• Activity: Give back each line of the material that contains the word "column".

• Task input:
PR #1254, opened 2026-02-17
Fix ztf catalog column names used in getting started

skoranda:
Fix the ztf catalog column names used in the Performing Filters section of Getting Started so that a simple cut and paste from documentation into a Python session does not result in stack trace.


nevencaplar (approved):
Good catch. Thank you!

• Output below:
Fix ztf catalog column names used in getting started
Fix the ztf catalog column names used in the Performing Filters section of Getting Started so that a simple cut and paste from documentation into a Python session does not result in stack trace.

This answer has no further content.